▶ Task to carry out
Here the requirement is to repeat every record exactly, in full.

[Stored data]
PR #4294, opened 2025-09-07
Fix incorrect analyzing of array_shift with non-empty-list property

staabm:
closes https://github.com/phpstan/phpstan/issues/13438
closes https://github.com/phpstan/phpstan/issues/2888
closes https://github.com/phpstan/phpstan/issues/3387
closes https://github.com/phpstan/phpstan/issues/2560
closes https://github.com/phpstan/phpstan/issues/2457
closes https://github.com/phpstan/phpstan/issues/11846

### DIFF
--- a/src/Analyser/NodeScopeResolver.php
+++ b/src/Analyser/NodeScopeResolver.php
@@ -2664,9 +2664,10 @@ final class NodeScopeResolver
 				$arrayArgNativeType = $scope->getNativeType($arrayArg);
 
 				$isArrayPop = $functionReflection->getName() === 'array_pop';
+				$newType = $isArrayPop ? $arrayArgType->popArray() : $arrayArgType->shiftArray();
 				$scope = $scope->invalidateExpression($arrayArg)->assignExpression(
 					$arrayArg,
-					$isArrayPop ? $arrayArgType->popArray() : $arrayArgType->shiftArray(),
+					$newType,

▶ Final answer
PR #4294, opened 2025-09-07
Fix incorrect analyzing of array_shift with non-empty-list property

staabm:
closes https://github.com/phpstan/phpstan/issues/13438
closes https://github.com/phpstan/phpstan/issues/2888
closes https://github.com/phpstan/phpstan/issues/3387
closes https://github.com/phpstan/phpstan/issues/2560
closes https://github.com/phpstan/phpstan/issues/2457
closes https://github.com/phpstan/phpstan/issues/11846

### DIFF
--- a/src/Analyser/NodeScopeResolver.php
+++ b/src/Analyser/NodeScopeResolver.php
@@ -2664,9 +2664,10 @@ final class NodeScopeResolver
 				$arrayArgNativeType = $scope->getNativeType($arrayArg);
 
 				$isArrayPop = $functionReflection->getName() === 'array_pop';
+				$newType = $isArrayPop ? $arrayArgType->popArray() : $arrayArgType->shiftArray();
 				$scope = $scope->invalidateExpression($arrayArg)->assignExpression(
 					$arrayArg,
-					$isArrayPop ? $arrayArgType->popArray() : $arrayArgType->shiftArray(),
+					$newType,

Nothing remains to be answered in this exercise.